What is VM sprawl ?
VM sprawl is defined as a waste of resources (compute : CPU cycles and RAM consumption) as well as storage capacity due to a lack of oversight and control over VM resource provisioning. Because of its uncontrolled nature, VM sprawl has adverse effects on your environment’s performance at best, and can lead to more serious complications (including downtime) in constrained environments.
VM Sprawl and its consequences
Lack of management and control over the environment will cause VMs to be created in an uncontrolled way. This means not only the total number of VMs in a given environment, but also how resources are allocated to these VMs. You could have a large environment with minimal sprawl, but a smaller environment with considerable sprawl.
Here are some of the factors that cause VM sprawl:
- Oversized VMs: VMs which were allocated more resources than they really need. Consequences:
- Waste of compute and/or storage resources
- Over-allocation of RAM will cause ballooning and swapping to disk if the environment falls under memory pressure, which will result in performance degradation
- Over-allocation of virtual CPU will cause high co-stops, which means that the more vCPUs a VM has, the more it needs to wait for CPU cycles to be available on all the physical cores at the same moment. The more vCPUs a VM has, the less likely it is that all the cores will be available at the same time
- The more RAM and vCPU a VM has, the higher is the RAM overhead required by the hypervisor.

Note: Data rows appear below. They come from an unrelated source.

PR #139, opened 2018-06-25
Migrator: Remove an extra GET request for S/DLOs.

timuralp:
When migrating large objects, we can avoid an extra GET request.
Previously, we would do a generic GET, check if an object is a large
object, then submit another GET request. The patch changes the behavior
to always submit "multipart-manifest=get" with every object GET request.
For regular objects, Swift ignores the query parameter. For large
objects, we get back the manifest.


timuralp:
@tipabu I believe this patch implements your suggestion to remove an extra (possibly pretty expensive) GET.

- Idle VMs: VMs up and running, not necessarily oversized, but being unused and having no activity. Consequences:
- Waste of computer and/or storage resources + RAM overhead at the hypervisor level
- Resources wasted by Idle VMs may impact CPU scheduling and RAM allocation while the environment is under contention
- Powered Off VMs and orphaned VMDKs eat up space resources
How to Manage VM sprawl
Controlling and containing VM sprawl relies on process and operational aspects. The former covers how one prevents VM sprawl from happening, while the latter covers how to tackle sprawl that happens regardless of controls set up at the process level.
On the process side, IT should define standards and implement policies:
- Role Based Access Control which defines roles & permissions on who can do what. This will greatly help reduce the creation of rogue VMs and snapshots.

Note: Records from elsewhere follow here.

PR #146, opened 2018-07-11
Security Bug AWS password in debug log

mdegerne:
This replaces secret with "(redacted)"


mdegerne:
Tested locally - may still want tests, just not sure how best to do them.

notmyname:
alternatively, we could do something similar as upstream swift (and even use the same method)

notmyname:
ah, it was https://review.openstack.org/#/c/548948/7/swift/common/middleware/proxy_logging.py that I was thinking more of. Unfortunately not landed yet.

timuralp:
@mdegerne looks good. I think we can write a unit test fairly easily that verifies that the secret is replaced using a logger mock?

mdegerne:
I'll squash, just wanted to make it easy to read.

- Define VM categories and acceptable maximums: while not all the VMs can fit in one box, standardizing on several VM categories (application, databases, etc.) will help filter out bizarre or oversized requests. Advanced companies with self-service portals may want to restrict/categorize what VMs can be created by which users or business units
- Challenge any oversized VM request and demand justification for potentially oversized VMs
- Allocate resources based on real utilization. You can propose a policy where a VM resources will be monitored during 90 days after which IT can adjust resource allocation if the VM is undersized or oversized.
- Implement policies on snapshots lifetime and track snapshot creation requests if possible
In certain environments where VMs and their allocated resources are chargeable, you should contact your customers to let them know that a VM needs to be resized or was already resized (based on your policies and rules of engagement) to ensure they are not billed incorrectly. It is worthwhile to formalize your procedures for how VM sprawl management activities will be covered, and to agree with stakeholders on pre-defined downtime windows that will allow you to seamlessly carry any right-sizing activities.

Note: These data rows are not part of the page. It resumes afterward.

PR #205, opened 2024-06-13
Add plugins for fsspec caching and cache cleaning

pnuu:
This PR adds the possibility to do caching with `fsspec`. Mostly useful for remotely read data that has a complicated structure which slows down the reading such as FCI L1c in S3 storage. Additional plugin is available for cleaning the cache.

 - [x] Tests added  
 - [ ] Tests passed 
 - [ ] Fully documented

### DIFF
--- a/trollflow2/plugins/__init__.py
+++ b/trollflow2/plugins/__init__.py
@@ -1138,3 +1138,12 @@ def use_fsspec_cache(job):
         open_files = fsspec.open_files(cached_filenames)
     fs_files = [FSFile(open_file) for open_file in open_files]
     job["input_filenames"] = fs_files
+
+
+def clear_fsspec_cache(job):
+    """Clear all files in fsspec cache directory."""
+    filenames = job["input_filenames"]
+
+    for f in filenames:
+        if hasattr(f, "_fs"):
+            f._fs.clear_cache()
--- a/trollflow2/plugins/__init__.py
+++ b/trollflow2/plugins/__init__.py
@@ -1114,3 +1114,15 @@ def callback_close(obj, targs, job, fmat_config):
         for targ in targs:
             targ.close()
     return obj
+
+
+def use_fsspec_cache(job):
+    """Use the caching from fsspec for (remote) files."""
+    import fsspec
+    from satpy.readers import FSFile
+
+    cache = job["product_list"]["fsspec_cache"]
+    filenames = job["input_filenames"]
+    open_files = fsspec.open_files([f"{cache}::{f}" for f in filenames])
+    fs_files = [FSFile(open_file) for open_file in open_files]
+    job["input_filenames"] = fs_files
--- a/trollflow2/plugins/__init__.py
+++ b/trollflow2/plugins/__init__.py
@@ -1122,7 +1122,19 @@ def use_fsspec_cache(job):
     from satpy.readers import FSFile
 
     cache = job["product_list"]["fsspec_cache"]
+    cache_dir = job["product_list"].get("fsspec_cache_dir")
     filenames = job["input_filenames"]
-    open_files = fsspec.open_files([f"{cache}::{f}" for f in filenames])
+    cached_filenames = [f"{cache}::{f}" for f in filenames]
+    if cache == "blockcache":
+        open_files = fsspec.open_files(cached_filenames,
+                                       blockcache={"cache_storage": cache_dir})
+    elif cache == "filecache":
+        open_files = fsspec.open_files(cached_filenames,
+                                       filecache={"cache_storage": cache_dir})
+    elif cache == "simplecache":
+        open_files = fsspec.open_files(cached_filenames,
+                                       simplecache={"cache_storage": cache_dir})
+    else:
+        open_files = fsspec.open_files(cached_filenames)
     fs_files = [FSFile(open_file) for open_file in open_files]
     job["input_filenames"] = fs_files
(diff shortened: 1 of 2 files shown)


pnuu:
The failing test is due to a small change in Posttroll and the way we've implemented the tests (with `mock`). This shows up only in unstable tests because the change is not published.

doc/source/plugins.rst
```diff
@@ -359,3 +359,20 @@ Settings:
 The S3 connection options are handled by the
 `fsspec <https://filesystem-spec.readthedocs.io/en/latest/features.html#configuration>`_
 configuration mechanism.
+
+Caching remotely read data
+**************************
+
+The ``use_fsspec_cache`` plugin can be used to turn on cachcing for remotely read files. See below for
```
mraspaud, line 366:
```suggestion
The ``use_fsspec_cache`` plugin can be used to turn on caching for remotely read files. See below for
```
typo

trollflow2/tests/test_trollflow2.py
```diff
@@ -2018,7 +2019,8 @@ def test_filepublisher_kwargs_direct_instance_no_nameserver(self):
 
             _ = FilePublisher(port=40000, nameservers=False)
             NoisyPublisher.assert_not_called()
-            Publisher.assert_called_once_with('tcp://*:40000', name='l2processor', min_port=None, max_port=None)
+            assert "tcp://*:40000" in Publisher.mock_calls[0].args
```
mraspaud, line 2022: the uniqueness check of the call is dropped, is this on purpose?

doc/source/plugins.rst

Even with the controls above, sprawl can still happen. It can be caused by a variety of factors. For example, you could have a batch of VMs provisioned for one project, but while they passed through the process controls, they can sit idle for months eating up resources because the project could end up being delayed or cancelled and no one informed the IT team.
In VMware environments where storage is thin provisioned at the array level, and where Storage DRS is enabled on datastore clusters it’s also important to monitor the storage consumption at the array level. While storage capacity will appear to be freed up at the datastore level after a VM is moved around or deleted, it will not be released on the array and this can lead to out-of-storage conditions. A manual triggering of the VAAI Unmap primitive will be required, ideally outside of business hours, to reclaim unallocated space. It’s thus important to have, as a part of your operational procedures, a capacity reclamation process that is triggered regularly.
The usage of virtual infrastructure management tools with built-in resource analysis & reclamation capabilities, such as Solarwinds Virtualization Manager, is a must. By leveraging software capabilities, these tedious analysis and reconciliation tasks are no longer required and dashboards present IT teams with immediately actionable results.
Even with all the good will in the world, VM sprawl will happen. Although you may have the best policies in place, your environment is dynamic and in the rush that IT Operations are, you just can’t have an eye on everything. And this is coming from a guy whose team successfully recovered 22 TB of space previously occupied by orphaned VMDKs earlier this year.